Lloyd’s devotion to ethereal beauty (a cushiony “Monk’s Mood,” a deep-breathing take on the Beach Boys’ “In My Room”) was balanced by an extra infusion of barbecue smoke thanks to the pushy electric bass of Reuben Rogers and the mud-spattered drums of Eric Harland. Ornette Coleman’s happy jump-blues “Ramblin’” swayed more gently under Lloyd’s spell; Lloyd’s new “Dismal Swamp” resonated as a funkier version of the Miles Davis waltz “All Blues.” It was no accident that we kept hearing echoes of John Lee Hooker stomp, Bo Diddley thump or even Grateful Dead bounce – Lloyd wanted to touch maximum bases.

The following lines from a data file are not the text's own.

PR #704, opened 2022-02-03
Fix Legends Quest vanilla pod suggestion

Felanbird:
Fixes #701

PR #710, opened 2022-02-08
Fix for a typo in Legends Quest

duckdotapk:
Correcting a step to specify that the Vanilla Pods are in the south *west* of the Kharazi Jungle, as shown in the image below:

image
image

Also adding a full stop to the end of this step.


Felanbird:
#704

Zoinkwiz (approved):

PR #714, opened 2022-02-13
Fix Animal Magnetisim missed mistake

Felanbird:
I remember seeing my suggestion was acknowledged but I never re-looked at the code


Felanbird:
@Zoinkwiz 👁️

Zoinkwiz (approved):

PR #715, opened 2022-02-13
Update HorrorFromTheDeep.java

Felanbird:
As suggested in the original PR #691, the `.quantity()` approach is better for this, but I assume the PR author forgot to implement the changes after he agreed with this suggestion, so I'll just sneak them in.


Pyragon:
Shoot. My bad, it was like 3am and I 100% forgot by morning.

Thank you for fixing and pushing.

Zoinkwiz (approved):

PR #731, opened 2022-03-03
Achievement Diary Kourend

Obasill:
Fixed up the Kourend diary (original code by @rileyyy). Diary varps are correct took some black magic fuckery to figure out some of them. I don't know why but they aren't in bit order like the rest of the diaries. 

Everything is tested and fairly straight forward in terms of a diary.


Zoinkwiz (approved):
And that's the last diary completed! Amazing work, you've been so brilliant on getting these all done! Hopefully we can have them all live ASAP.

PR #732, opened 2022-03-04
shorten steps by not requiring rope and going into the barrel after talking to hudon

chestnut1693:
I was doing Waterfall Quest and i didn't bring a rope. I talked to Hudon and then clicked on the rock. I climbed out of the water and did something else. After a while I came back with rope to try once more. But before that, Quest Helper guided me to the house to read the book instead of guiding me to use rope on the rock and tree and to get in the barrel.

I haven't tested these changes to see if they have the desired effect.


chestnut1693:
It should be noted that there is fall damage involved doing it this way.

Zoinkwiz:
I believe you certainly used to take 10 damage or so, not sure if you still do. Would want to test that first before changing this as we don't want to get new accounts killed haha.

PR #739, opened 2022-03-17
Add more planks to Item Requirements

gare-bear:
Added Oak, Teak, and Mahogany planks as alternatives to satisfy item requirements.
Tested all planks in-game to make sure they were actually able to be used; checked both crossing into the island, and back to the mainland.


Zoinkwiz (approved):
Nice, thanks!

PR #749, opened 2022-04-01
"Snail" to "blamish" shell in easy Morytania diary

Frosty-J:
The snail shell is a drop in Temple Trekking. I may or may not have just done Temple Trekking until I got a snail shell, only to find it is not required and cannot be used for the task diary.


Zoinkwiz (approved):
Sorry for the misleading name but thanks for the fix!

PR #754, opened 2022-04-09
Add woodcutting requirement for ironman

saltz:
Add the 56 woodcutting requirement (splitting artic logs) for ironman players.


Zoinkwiz:
Thanks, added it in with an additional IronmanRequirement type I've just created so it won't incorrectly display non-ironman as not having the requirements.

PR #756, opened 2022-04-12
remove false pisc favor in easy diary requirement

buttwize:
You don't need any Piscarilius favor for the easy diary requirement. I assume it was added because of The Warrens step, but no favor is needed.
image


Zoinkwiz (approved):
Good to know, thanks!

The finely brushed electric guitar of Frisell and the ghostly pedal steel of Greg Leisz intertwined with wonderful intuition throughout, adding immeasurable dimensions of trueblood folk & country to Lloyd’s ancestral blues. On the ballads, Lloyd dedicated his tenor mostly to nuanced expressions of simple melodic lines and a few tripping connective runs, but he ventured to the brink of honking on the more rhythm-oriented numbers, messing subtly with the beat along with long-steeped mates Harland and Rogers.

For the last half hour, by way of calculated contrast, Lucinda Williams joined the band in full roadhouse-trash mode – boots, squeeze-on jeans, push-up cleavage and teased blond fluff. Belting strong and gritty on Blind Willie Johnson’s “It’s Nobody’s Fault but Mine,” she grew bleary on her own regretful ballads “A Place in My Heart” and “Ventura,” and sleepy on Bob Dylan’s “Masters of War” (a highlight of Lloyd’s current “I Long To See You”). If Sam Cooke believed “A Change Is Gonna Come,” Williams didn’t seem too sure, and when she finished with “I Shall Be Released,” she sounded grateful.

The Charles-and-Lucinda story was a work in progress. She said this band took her places she’d never been, and some of those places might not have felt like her personal armchair. Lloyd, after all, is a great singer in his own right, even if he sings through a reed.